An industry insider offers a prescription to fix what's been ailing probe card vendor FormFactor; two analysts explain why the market's just taking a breather, not heading down; and why subcomponent suppliers get no love from one analyst.
How to fix FORM
No question it's been a banner year for the semiconductor industry. But we've seen Formfactor on the losing side of our WaferNEWS Fab 50 stock watch several times in recent months, and after its latest news of exec swapping and manufacturing shufflings, we asked an industry watcher's take on what's ailing the probe card company. Part of the problem, we're told, is that FORM is backed into a corner; rival MJC has taken up to 70% share at Samsung, and after that FORM's biggest accounts are Elpida and Spansion. Meanwhile, memory probe card pricing has tanked. So with revenue opportunities shrinking, customer mix not ideal, facilities all over the world, and less money coming in, the company "needs to cut costs and fast," the source tells us, or "conceivably lose money throughout the entire DDR3 probe card cycle."

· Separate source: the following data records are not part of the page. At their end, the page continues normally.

PR #3899, opened 2023-06-05
fix: author and email should be for PRs

gastonfournier:
## About the changes
Previous PR https://github.com/Unleash/unleash/pull/3871 we were supposed to change this for PRs but the change was made on `release.yaml` file. This fixes the issue


sighphyre (approved):
g

PR #3901, opened 2023-06-05
feat: autocomplete off on login password

kwasniew:
## About the changes

Please note that modern web browsers may ignore this directive (to encourage the usage of password managers). In spite of this there is a chance that
not disabling autocomplete may cause problems obtaining PCI compliance.


sjaanus (approved):
LG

This watcher's prescription to fix FORM: 1) Rationalize all manufacturing at the Livermore site (closing Korea and Singapore shops), and get down to a ~$40M B/E Q run rate. 2) Define core customers and Tier 2 customers -- and focus all efforts on the former. 3) Tend to knitting until the next upcycle (1-3 years) -- or get FORM lean enough to sell.
It's a pause, not a downturn
After meeting with dozens of Asian companies throughout the technology supply chain, Credit Suisse analysts John Pitzer and Satya Kumar come away with two key messages:
-- It's a pause, not a downturn. In 1H10, PC units looked ready for 20% growth; now it looks more like 15%, with decelerating momentum and no companies bumping up forecasts causing alarm bells to ring, Pitzer writes in a research note. But semi inventory and wafer capacity are still well below 3Q08 levels, capex % is still quite low, and semi content in devices isn't going down.
-- Capex not falling off a cliff. Kumar thinks 2011 capex will be flattish vs. original 15% expectations, with particular weakness in memory, and the data points are a mix of weak (e.g. LED chips, retail NAND) and strong (tablets, smartphones). However, he sees another 13% capex bump in 2012, since capital intensity is still strong and growing. "We think 'the cycle' for SCE driven by emerging market penetration and product cycles (smartphone/tablet) is very much intact," he writes in his own research update. PC OEMs/ODMs have been doing a little better in the past few weeks, partly helped by Chinese price cuts and a new government rebate program ahead of the October Golden Week holiday period.
"We believe the normalization in end-demand we witnessed in late 3Q10, combined by the ongoing production normalization mid to upstream is fundamentally a healthy return to rational expectations," Kumar writes. There might be a pause in semiconductor capex in 4Q10-1Q11, but "when the dust settles, product cycles and emerging market penetration should sustain double digit end-market growth rates in 2010, 2011 and 2012, which will sustain an upward trend in capex through this period."
Party's over for subcomponent suppliers?
BoA/Merrill Lynch's Krish Sankar dropped the axe on his 2011 capex estimates, from +15 down to 0%/+5% (similar to Credit Suisse's Kumar above), hallmarked by lower spending among memory firms due to sluggish PC sales. But instead of offering optimism, he turns his blade toward component suppliers: AEIS and UTEK ("Neutral," reduced from "Buy") and ENTG and MKSI ("Underperform" from "Buy"). This sector enjoyed high revenue growth early in the market cycle thanks to rebuilding inventories, he writes, but "as the shipment run-rate slows down, the OEMs tend to draw down inventory thereby slowing the revenue growth for these suppliers."
Outlook concerns dent TSMC
Trading of TSMC shares was suspended for two minutes last Thursday, and ultimately lost nearly 3% of their value (bucking the weighted index) and topped all other stocks in turnover (106M shares), all on concerns that the current cycle has peaked and the foundry will feel a pinch in 4Q10, pulling back from full capacity utilization where it's been all year. Speculation that the foundry will inch up its 2011 capex to $6B may strike investors as a bit risky, according to an analyst.
Investors liked a short filing by Photronics (PLAB) informing that it has amended its credit plan with lenders to increase the dollar amount from $20M to $30M.